You can rent bicycles and ride all the way to Sarpi, right on the Georgian-Turkish border. There is also Mtirala National Park just 30 minutes north of Batumi.
If I had another year to spend in Georgia, I would probably head to Batumi this time around.
There are not enough adjectives to express the beauty of Sighnagi. To Georgians, Sighnaghi is known as the city of love, which is made obvious by all of the weddings that happen here. As you stroll through the hilly streets of Sighnagi, you’re sure to see at least one wedding party roaming around.
Not only is Sighnagi the beautiful city of love, with some of the old city walls outlining the city, but it also has some of the best food and wine in Georgia. Sighnagi is in the Kakheti region of Georgia, so it’s no surprise there are no shortages of wineries here. We went to a couple of them, Okros Winery and Cradle of Wine Marani, both with stunning views of the city, the walls, and the greenery surrounding the area.
Sighnagi is also home to some of the best meals we had in all of Georgia. As soon as we arrived to the city, our taxi driver explained how we must go to Pheasant’s Tears, so we took his suggestion and he was not wrong; all ingredients were fresh, traditional, and delicious. We were even lucky enough to experience a table of Georgians all singing traditional songs together; I love when that happens spontaneously in Georgia. Restaurant Traveler had some of the best lobio and khachapuri in our lives. It’s casual and unassuming, but homemade and family run, and will exceed your expectations.
This is an old cave town, about 30 minutes and 1 lari ($.30 USD) from the city of Gori, which is the birthplace of Joseph Stalin. Since we visited in the middle of a pandemic and no foreigners were permitted to enter, we had the place nearly to ourselves. We climbed over rocks, discovered old wine cellars, prayer rooms, and tunnels.
Uplistsikhe has a very interesting history, at times being a major player in Christianity, then Islam, and eventually was raided by the Mongols, which led it its ultimate abandonment, though it was used as a place of refuge at times by other foreign invaders.
You can easily spend hours here, wandering around all the hidden spaces, and staring out into the beautiful stretches of nature just beyond this village.
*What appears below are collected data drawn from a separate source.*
PR #318, opened 2026-07-29
security: patch the four accepted preference-token findings

ancorn-gradion:
## What

The four preference-token findings the owner accepted in `TRIAGE.json`, one commit each. They are four halves of one credential-handling defect: the `pref_` token minted for a marketing send is a bearer credential over one person's consent record — on `/v1/public/preferences/{token}` it reads their per-purpose state, withdraws, and **grants**, under a system principal that short-circuits `auth.Require` and `auth.EnsureVisible`.

| Finding | Commit | The gap |
|---|---|---|
| WEB-f001 | `security(consent): row-scope the preference-token mint` | The mint held the `person:read` object grant but not the row-scope probe its sibling read applies, so a `row_scope=own` rep obtained standing authority over a person who 404s to them. |
| WEB-f007 | `security(activities): keep the preference token off the durable record` | One body was used twice — wire *and* `activity.body` — so the token landed in a durable row `GET /v1/activities` serves back, and in the 202. The seeded `read_only` seat (activity:read, `RowScope: all`, zero write grants) harvested every recipient's token workspace-wide and replayed it to drive a governed GDPR write attributed to the data subject. |
| WEB-f002 | `security(privacy): Art. 17 erasure retires the preference token` | Erasure anonymizes the person in place, so 0048's `ON DELETE CASCADE` never fired and the erased subject's link kept resolving forever. The same erasure already NULLs `list_unsubscribe` out of `comms_outbound` — it destroyed the record of the link while leaving the capability live. |
| WEB-f010 | `security(consent): bound the preference token's lifetime` | No expiry column, one permanently-reused token per person, and a `revoked_at` no production code wrote — so the resolver's only filter passed vacuously and one leaked newsletter was un-rotatable authority for the life of the installation. |

Two follow-ups ride along: a pure extraction to keep `anonymizeSubjectRows` under the 80-line gate, and a renumber of the migration to `0143` after `main` took `0141`/`0142` mid-flight.

## Why

Each fix restores an invariant the surrounding code already claimed:

- `handlers_email.go` says the footer "belongs on the mail, not on this response to the API caller" — the durable copy was the seam neither that comment nor the access-log redaction covered.
- `erasure.go` says erasure "must reach every store that holds the data subject"; `preference_token` appeared in neither `piiTables` nor the cross-store-writer allowlist.
- `rbacgate_test.go` waived the RBAC gate on `ResolvePreferenceToken` because "the signed single-use token is the authority" — it is neither signed nor single-use. That waiver now states the properties this credential actually has.

Both fitness maps are updated rather than just the call sites, so the obligations outlive this PR: `TestErasureAndSARReachEveryPIITable` now fails if the erasure sweep is ever dropped.

Reuse is deliberate and stays — the preference centre is revisitable, and one message's link must keep working after the next goes out. What ends is reuse without a bound.

## How verified

Local, against a real migrated Postgres (`infra/docker-compose.dev.yml`). `make` is not available on this host, so each target's underlying commands were run directly:

- `go build ./...`, `go vet ./...` — clean.
- Unit lane `go test ./...` — failure set **identical to the pre-change baseline** (56 both sides; all are this Windows checkout's CRLF artifact, e.g. 1458 untouched files "missing" a licence header they have).
- Integration lane, packages serialized: `compose/integration` (190s), `modules/{activities,consent,comms,privacy}`, `migrations` — all `ok`.
- `golangci-lint` baseline + `--config .golangci.strict.yml` (the new-code pass, integration build tags on) — **0 issues**.
- `craft static` — 0 blockers; `erasure.go`'s only MAJOR is the pre-existing `ErasePerson` one, unchanged from `origin/main`. `craft residue` clean.
- `check-image-pins`, `check-test-lanes`, `check-go-file-length`, `check-rls-store-path`, `check-no-jurisdiction` — all OK.
- Composition reproducible; no generated-file drift; `crm.yaml` untouched, so no contract change and no frontend lane.

Each new test was checked against a vacuous pass. Reverting the `EnsureVisible` guard makes `TestPreferenceTokenMintRefusesAnInvisibleRecipient` fail with the real credential in the message (`pref_UqaPsw…` handed to a rep who 404s on that person), which is the finding reproduced.

- [x] `make check` is green — run as its constituent commands (see above); the only red is the CRLF checkout artifact, present identically on `origin/main`
- [x] `make test-integration` is green — run directly with the `integration` build tag against the compose Postgres, packages serialized

## Behaviour changes

Reviewers should look here first — these are the changes most likely to surprise someone downstream.

1. **A send to a recipient outside the caller's row scope now 404s** instead of silently succeeding. It deliberately does *not* fall through to "no unsubscribe surface": that would transmit marketing mail with no working `List-Unsubscribe` URL, trading a credential leak for an RFC 8058 violation. An address no person carries still answers `found=false`, unchanged, so the send path does not become an in-CRM/not-in-CRM oracle.
2. **`activity.body` and the 202 render the footer with the token segment as `token-redacted`.** `comms_outbound.body` (the transmitted copy) is unchanged and remains the only place the credential is stored. The integration harness now lifts the token from the staged delivery — where a recipient reads it — instead of the 202.
3. **A token minted more than 30 days before this migration stops resolving on deploy**; the recipient's next message mints a live replacement. The backfill dates existing rows from their own `created_at`, not the deploy, so an old token is not handed a fresh window.
4. `preference_token.expires_at` is `NOT NULL` with no default — the TTL has one spelling, in Go, and a SQL default would be a second.

One existing test asserted the vulnerable behaviour (`logged activity body does not match the transmitted body`). Its assertion and its comment now state the new invariant: the record and the transmission differ by exactly the capability segment, and the test also asserts the live token is absent.

Also fixed in passing, in a function this PR rewrites: `ensurePreferenceTokenTx` returned the token variable *before* the scan that filled it, so a send that lost the INSERT race handed back an empty token and a nil error, rendering a link with no token segment.

## Residue, stated rather than hidden

The age ceiling bounds a leaked token for an actively-mailed recipient, but a token whose recipient stops receiving mail just before the ceiling simply ages out — so the worst case is the ceiling plus one TTL. That is in the constant's doc comment, not left implicit.

## AI involvement

Authored by Claude Opus 5 (Claude Code) under human direction and review, from findings the owner accepted in `TRIAGE.json`. All production code, migrations, tests and commit messages here were AI-generated; every gate listed above was run locally and its real output read, so no result claimed here is asserted from expectation. The triage and threat-model markdown was deliberately kept out of the branch — this PR is Go and SQL only.

## Accountability

off (`git commit -s`, DCO). See [CONTRIBUTING.md](../CONTRIBUTING.md).

---
## Summary by cubic
Hardened preference-token handling to stop leaks and limit authority. Tokens are row‑scoped with a strict live check, kept off durable records and 202s via redaction, expire and rotate with an age ceiling, are deleted on erasure, excluded from SAR, and unsafe sends are refused.

- **Bug Fixes**
  - Gate `PreferenceTokenForEmail` with `auth.EnsureVisibleLive`; out‑of‑scope recipients 404, closing the erasure race. Unknown addresses remain silent (no token, no error).
  - Keep the token off durable records: deliverability returns transmitted and recorded bodies; `activity.body` and the 202 use `token-redacted`, only `comms_outbound.body` stores the live token.
  - Art. 17 erasure deletes `preference_token` rows; added sweep in `privacy` and updated fitness maps.
  - Bound token lifetime: added `expires_at` with sliding refresh and an age ceiling. Resolver requires unrevoked and unexpired tokens; send rotates and revokes when expired or past the ceiling. Fixed a concurrent mint path that could return an empty token.
  - Refuse unsafe sends: fail when the public base URL is unset, and when the unsubscribe linker errors; added tests for both.
  - Exclude tokens from SAR: marked `preference_token` as `sarForbidden` and added a gate to fail if SAR ever reads it.

- **Migration**
  - Apply `0144_preference_token_expiry` (adds `expires_at`, backfilled from `created_at`).
  - On deploy, tokens older than 30 days stop resolving; the next send mints a new token. TTL is defined in Go (no SQL default).

<sup>Written for commit 9540a2becd66a0db81b223e8fdc1b0ba8394abcb. Summary will update on new commits.</sup>

<a href="https://cubic.dev/pr/gradionhq/margince-poc-v1/pull/318?utm_source=github" target="_blank" rel="noopener noreferrer" data-no-image-dialog="true"><picture><source media="(prefers-color-scheme: dark)" srcset="https://www.cubic.dev/buttons/review-in-cubic-dark.svg"><source media="(prefers-color-scheme: light)" srcset="https://www.cubic.dev/buttons/review-in-cubic-light.svg">Review in cubic</picture></a>

## Summary by CodeRabbit

* **Security & Privacy**
  * Preference-center tokens now expire, rotate, and become unavailable after erasure.
  * Token creation respects recipient visibility and remains silent for unknown addresses.
  * Live preference tokens are redacted from recorded email activity and timeline views.
  * Marketing emails are refused when required unsubscribe configuration is unavailable or fails.

* **Data Protection**
  * Preference-center tokens now have a bounded lifetime, including existing tokens.


ancorn-gradion:
Thanks both — three of these were real defects in the branch. Addressed in `69cb998`.

**1. `EnsureVisible` → `EnsureVisibleLive` on the mint (cubic P1) — accepted.**

This one is the best catch of the set, and it undercut my own WEB-f002 patch. Statements in a read-committed transaction each take a fresh snapshot, so an Art. 17 erasure committing between the email lookup and the probe left the plain check answering "yes, still yours" for the tombstone — `EnsureVisibleLive`'s own doc comment names exactly that case ("erasure … stamps `archived_at` while LEAVING `owner_id` alone"). The mint would then have issued a **new** public credential for the subject whose old one the erasure two commits earlier had just deleted. Switched to the strict twin. No live recipient is affected: the email lookup already joins `p.archived_at IS NULL`, so only the race changes behaviour.

**2. `sarRead: false` doesn't forbid, it only skips (cubic P1 / CodeRabbit Major) — accepted.**

Correct, and it's precisely the distinction this repo's own rule draws: a known gap in a comment is a rationalization, in a drift-failing table it's a control. I'd written the invariant in prose and enforced nothing. There is now an explicit `sarForbidden` that fails when `AssembleSAR` reads the table. I verified it isn't vacuous by injecting a `SELECT t.token FROM preference_token …` into `sar.go` and confirming the gate fails:

```
--- FAIL: TestErasureAndSARReachEveryPIITable
    piicoverage_test.go:247: SAR reads PII table preference_token — it is
    registered sarForbidden because its rows must never leave in an Art. 15
    package; drop the section in AssembleSAR
```

It also fails a table registered both `sarRead` and `sarForbidden`, since the export cannot both require and refuse it.

**3. Hostile-origin send status discarded (cubic P2 / CodeRabbit Minor) — accepted.**

Right, and it was a weakness I introduced: when I moved the token lookup off the 202 body onto the staged delivery, `transmittedBody` began reading the *newest* row, so a hostile send refused before staging would have left the assertion re-reading the previous benign delivery and passing without ever proving the forged `Host`/`X-Forwarded-Proto` were ignored. The 202 is now asserted before the link is read.

**4. Section header still said "single-use" (cubic P3 / CodeRabbit Minor) — accepted.**

The header claimed one bound for every entry under it, which the updated entry contradicted. It no longer claims any; each entry names its own bound (single use, a signature, an expiry, or nothing but entropy).

---

**Not taken: splitting the 0143 backfill across deploys (cubic P1).**

I don't think this one applies to this class of change here, and the siblings agree:

- **The shape is the house convention.** `0100_ai_call_attempts` and `0107_voice_profile_lifecycle` both do ADD COLUMN + `UPDATE` backfill + `SET NOT NULL` in a single migration. Splitting only mine would make it the inconsistent one.
- **The table is small by construction.** This is a single-organization installation (A107/ADR-0061), and `preference_token` holds at most one live row per contact who has been sent consent-gated bulk mail in that one org — not a general-purpose event table.
- **There's no mechanism to split into.** `cmd/migrate up` applies the embedded sequence in one pass; a resumable batched backfill would need a staged-deploy facility this repo doesn't have, which is a much larger change than the finding.
- The `ADD COLUMN` itself is nullable with no default, so on PG11+ it's a metadata-only change — the cost is the `SET NOT NULL` scan, and I'd rather keep that invariant than trade it for a nullable column a future writer can forget to set.

Happy to revisit if the deployment model changes.

**Verification after the fixes:** `compose/integration` green (196s) plus activities/consent/privacy; unit lane failure set unchanged from baseline; `golangci-lint` strict pass 0 issues; `craft static` 0 blockers.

At the entrance down below, there is a small cafe where you can also enjoy an ice cream or a beer before you head out!
BONUS: BORJOMI-BAKURIANI KUKUSHKA
Because this is more of an event than a place, I bring you a bonus: the kukushka train between Borjomi and Bakuriani. This train line is more than 100 years old, and was originally built when Georgia was still a part of the USSR.
We went in the winter, pre-pandemic, so the trains were packed full of people, and the snow was falling. I honestly can’t imagine going in any other season. The snow all around us, riding on this slow train (2.5 hours), made the experience feel like a Disney film. It was truly magical; I could practically hear birds chirping. Everyone on the train was so full of joy and happiness, making friends with one another, that nobody really minded how full the train was.
I suggest choosing a spot outside of the train on the little balconies at each end of the train. You don’t really notice the chill if you dress warm because there is so much energy around you.
About 30 minutes before arriving to Bakuriani, the train conductor came back and asked our group of friends if we wanted to come up to the front of the train. So for the last leg, we got to chat with the two conductors and get a scenic viewpoint from the very front!